PROMPT: Say how many of the lines below include the word "time". Only the number should be given.

GIVEN ENTRIES:
== Segment start ==

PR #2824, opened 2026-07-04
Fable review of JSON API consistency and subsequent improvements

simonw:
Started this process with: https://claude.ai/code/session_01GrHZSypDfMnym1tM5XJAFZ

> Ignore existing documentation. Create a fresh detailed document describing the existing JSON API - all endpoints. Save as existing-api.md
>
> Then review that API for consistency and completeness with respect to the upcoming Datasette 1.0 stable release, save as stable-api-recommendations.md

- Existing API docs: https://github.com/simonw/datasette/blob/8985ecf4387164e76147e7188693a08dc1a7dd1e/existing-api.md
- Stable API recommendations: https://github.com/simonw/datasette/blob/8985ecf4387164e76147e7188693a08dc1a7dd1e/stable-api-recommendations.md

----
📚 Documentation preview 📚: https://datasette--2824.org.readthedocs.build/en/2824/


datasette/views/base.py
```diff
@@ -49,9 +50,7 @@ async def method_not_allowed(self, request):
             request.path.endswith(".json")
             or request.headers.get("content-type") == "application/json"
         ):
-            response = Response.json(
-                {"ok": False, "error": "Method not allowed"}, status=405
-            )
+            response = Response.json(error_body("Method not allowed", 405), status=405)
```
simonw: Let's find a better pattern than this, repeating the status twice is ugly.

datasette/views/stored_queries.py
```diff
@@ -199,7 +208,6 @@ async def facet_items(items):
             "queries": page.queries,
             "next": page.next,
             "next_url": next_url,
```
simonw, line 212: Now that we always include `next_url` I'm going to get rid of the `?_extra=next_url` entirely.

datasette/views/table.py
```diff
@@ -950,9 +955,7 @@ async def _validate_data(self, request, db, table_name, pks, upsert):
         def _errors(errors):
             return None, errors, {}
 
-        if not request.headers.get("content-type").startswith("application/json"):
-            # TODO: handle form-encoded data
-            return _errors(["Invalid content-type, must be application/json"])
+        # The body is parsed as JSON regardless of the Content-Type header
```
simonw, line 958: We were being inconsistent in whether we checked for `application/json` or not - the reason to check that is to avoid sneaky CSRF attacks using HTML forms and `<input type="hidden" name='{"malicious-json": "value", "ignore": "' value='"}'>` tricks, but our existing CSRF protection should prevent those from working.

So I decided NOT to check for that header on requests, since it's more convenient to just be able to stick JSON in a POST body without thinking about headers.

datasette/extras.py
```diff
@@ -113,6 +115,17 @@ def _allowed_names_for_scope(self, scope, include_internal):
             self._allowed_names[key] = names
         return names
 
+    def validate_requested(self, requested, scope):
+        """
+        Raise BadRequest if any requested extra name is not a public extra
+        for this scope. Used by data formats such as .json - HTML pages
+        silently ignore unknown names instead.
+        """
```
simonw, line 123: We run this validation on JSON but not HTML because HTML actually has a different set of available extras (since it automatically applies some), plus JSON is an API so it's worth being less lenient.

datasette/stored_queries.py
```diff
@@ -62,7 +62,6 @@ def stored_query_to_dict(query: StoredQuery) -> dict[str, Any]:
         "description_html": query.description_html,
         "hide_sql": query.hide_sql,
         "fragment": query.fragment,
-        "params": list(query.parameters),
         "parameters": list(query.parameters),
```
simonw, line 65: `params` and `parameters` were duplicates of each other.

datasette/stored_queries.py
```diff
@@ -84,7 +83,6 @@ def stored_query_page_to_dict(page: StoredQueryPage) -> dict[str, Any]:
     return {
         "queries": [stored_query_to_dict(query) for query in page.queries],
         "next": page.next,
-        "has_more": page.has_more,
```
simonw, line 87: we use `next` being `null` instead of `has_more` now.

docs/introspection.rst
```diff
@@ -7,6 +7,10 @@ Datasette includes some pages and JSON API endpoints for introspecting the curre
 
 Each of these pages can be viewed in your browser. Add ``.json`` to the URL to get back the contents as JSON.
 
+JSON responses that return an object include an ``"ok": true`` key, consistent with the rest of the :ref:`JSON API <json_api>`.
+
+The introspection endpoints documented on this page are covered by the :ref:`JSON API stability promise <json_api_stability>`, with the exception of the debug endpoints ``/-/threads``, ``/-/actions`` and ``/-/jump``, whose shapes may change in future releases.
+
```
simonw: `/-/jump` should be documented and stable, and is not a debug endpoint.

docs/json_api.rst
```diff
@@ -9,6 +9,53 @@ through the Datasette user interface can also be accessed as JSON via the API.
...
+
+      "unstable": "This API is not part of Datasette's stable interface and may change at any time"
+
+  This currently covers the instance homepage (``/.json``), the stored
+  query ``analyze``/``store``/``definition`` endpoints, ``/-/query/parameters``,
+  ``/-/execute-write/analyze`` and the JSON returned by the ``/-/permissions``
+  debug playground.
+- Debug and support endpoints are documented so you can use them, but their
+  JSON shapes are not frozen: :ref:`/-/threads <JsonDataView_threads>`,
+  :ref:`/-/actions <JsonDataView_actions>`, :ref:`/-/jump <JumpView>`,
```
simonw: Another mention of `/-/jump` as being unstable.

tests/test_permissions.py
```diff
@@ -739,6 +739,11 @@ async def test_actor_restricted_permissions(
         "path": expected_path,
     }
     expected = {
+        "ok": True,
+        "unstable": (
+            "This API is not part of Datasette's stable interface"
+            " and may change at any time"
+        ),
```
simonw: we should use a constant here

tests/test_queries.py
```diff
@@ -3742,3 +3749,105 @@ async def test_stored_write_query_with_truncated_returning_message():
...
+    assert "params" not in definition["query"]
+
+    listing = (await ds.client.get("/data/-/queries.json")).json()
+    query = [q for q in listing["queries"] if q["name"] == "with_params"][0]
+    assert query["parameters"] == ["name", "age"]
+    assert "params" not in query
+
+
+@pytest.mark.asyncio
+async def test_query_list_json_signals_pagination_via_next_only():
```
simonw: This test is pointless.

== Segment end ==
== Segment start ==

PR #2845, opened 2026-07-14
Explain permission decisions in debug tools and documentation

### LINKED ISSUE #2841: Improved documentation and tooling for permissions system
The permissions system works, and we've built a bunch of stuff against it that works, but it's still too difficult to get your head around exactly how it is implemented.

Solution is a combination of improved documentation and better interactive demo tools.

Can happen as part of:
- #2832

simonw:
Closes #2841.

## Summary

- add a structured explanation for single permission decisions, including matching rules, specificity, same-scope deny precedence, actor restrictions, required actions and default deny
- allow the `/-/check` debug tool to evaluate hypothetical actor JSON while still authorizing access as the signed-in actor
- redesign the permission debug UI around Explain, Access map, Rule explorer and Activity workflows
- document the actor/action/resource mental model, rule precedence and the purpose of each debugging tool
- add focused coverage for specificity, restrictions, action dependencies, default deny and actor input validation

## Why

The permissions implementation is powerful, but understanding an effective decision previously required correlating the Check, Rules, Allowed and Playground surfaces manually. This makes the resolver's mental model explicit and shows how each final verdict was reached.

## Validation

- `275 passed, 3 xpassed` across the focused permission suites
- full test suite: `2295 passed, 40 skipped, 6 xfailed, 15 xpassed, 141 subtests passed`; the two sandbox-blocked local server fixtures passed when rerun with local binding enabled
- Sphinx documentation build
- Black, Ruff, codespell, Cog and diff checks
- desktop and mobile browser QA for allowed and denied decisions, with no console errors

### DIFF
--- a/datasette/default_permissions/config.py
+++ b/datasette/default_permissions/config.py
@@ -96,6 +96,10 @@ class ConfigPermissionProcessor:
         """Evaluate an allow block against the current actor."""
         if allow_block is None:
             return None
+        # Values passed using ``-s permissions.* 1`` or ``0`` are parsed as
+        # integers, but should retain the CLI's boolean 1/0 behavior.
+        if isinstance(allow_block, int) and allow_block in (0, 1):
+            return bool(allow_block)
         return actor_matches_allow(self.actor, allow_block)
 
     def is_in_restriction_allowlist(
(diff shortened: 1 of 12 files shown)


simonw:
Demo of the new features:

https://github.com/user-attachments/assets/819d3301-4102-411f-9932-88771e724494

== Segment end ==

EXERCISE ANSWER: 2